Task brief: Extract the final stretch of the data: the line that contains "PR #5195, opened 2022-12-01" and every line after it, unaltered, and no other lines.

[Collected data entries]
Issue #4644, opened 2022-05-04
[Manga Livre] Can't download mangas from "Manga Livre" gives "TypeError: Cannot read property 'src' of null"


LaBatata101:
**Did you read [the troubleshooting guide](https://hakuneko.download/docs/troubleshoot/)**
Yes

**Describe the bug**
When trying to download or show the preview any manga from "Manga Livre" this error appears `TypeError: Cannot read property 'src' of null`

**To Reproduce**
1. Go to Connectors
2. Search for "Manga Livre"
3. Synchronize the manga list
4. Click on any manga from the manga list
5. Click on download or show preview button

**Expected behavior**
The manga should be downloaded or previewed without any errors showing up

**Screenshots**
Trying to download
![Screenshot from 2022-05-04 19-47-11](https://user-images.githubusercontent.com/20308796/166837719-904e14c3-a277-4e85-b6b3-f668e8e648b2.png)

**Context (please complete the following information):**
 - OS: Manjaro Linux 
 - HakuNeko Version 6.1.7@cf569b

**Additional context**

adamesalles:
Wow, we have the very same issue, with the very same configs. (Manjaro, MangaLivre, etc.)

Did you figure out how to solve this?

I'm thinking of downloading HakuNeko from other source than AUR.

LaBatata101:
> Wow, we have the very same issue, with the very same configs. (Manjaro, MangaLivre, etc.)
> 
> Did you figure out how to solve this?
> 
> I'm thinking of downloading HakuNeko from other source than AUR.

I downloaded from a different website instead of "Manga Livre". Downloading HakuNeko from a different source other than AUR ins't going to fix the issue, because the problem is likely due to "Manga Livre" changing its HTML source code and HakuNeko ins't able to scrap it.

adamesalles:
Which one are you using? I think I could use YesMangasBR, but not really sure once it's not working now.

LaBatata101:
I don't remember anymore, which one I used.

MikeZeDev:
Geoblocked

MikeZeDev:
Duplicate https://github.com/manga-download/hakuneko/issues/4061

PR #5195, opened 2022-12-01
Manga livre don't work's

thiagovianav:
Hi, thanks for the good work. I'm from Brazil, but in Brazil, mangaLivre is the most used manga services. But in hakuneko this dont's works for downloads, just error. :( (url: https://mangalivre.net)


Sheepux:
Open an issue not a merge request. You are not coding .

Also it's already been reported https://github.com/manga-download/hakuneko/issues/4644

Task solution:
PR #5195, opened 2022-12-01
Manga livre don't work's

thiagovianav:
Hi, thanks for the good work. I'm from Brazil, but in Brazil, mangaLivre is the most used manga services. But in hakuneko this dont's works for downloads, just error. :( (url: https://mangalivre.net)


Sheepux:
Open an issue not a merge request. You are not coding .

Also it's already been reported https://github.com/manga-download/hakuneko/issues/4644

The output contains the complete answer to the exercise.